What is required:
Extract precisely the lines of the entries below, from the first line through the line containing "For example 315/12/2025 will be valid.".

Stored data entries:

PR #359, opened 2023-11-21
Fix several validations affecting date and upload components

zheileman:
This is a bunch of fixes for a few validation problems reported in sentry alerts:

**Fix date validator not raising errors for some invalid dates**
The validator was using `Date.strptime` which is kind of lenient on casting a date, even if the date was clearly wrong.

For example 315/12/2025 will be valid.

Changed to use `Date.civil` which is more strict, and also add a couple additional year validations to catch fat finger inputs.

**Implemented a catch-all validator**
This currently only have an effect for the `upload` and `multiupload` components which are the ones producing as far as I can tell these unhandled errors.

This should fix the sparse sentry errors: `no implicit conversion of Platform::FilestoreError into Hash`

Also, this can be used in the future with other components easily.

Solution below:
PR #359, opened 2023-11-21
Fix several validations affecting date and upload components

zheileman:
This is a bunch of fixes for a few validation problems reported in sentry alerts:

**Fix date validator not raising errors for some invalid dates**
The validator was using `Date.strptime` which is kind of lenient on casting a date, even if the date was clearly wrong.

For example 315/12/2025 will be valid.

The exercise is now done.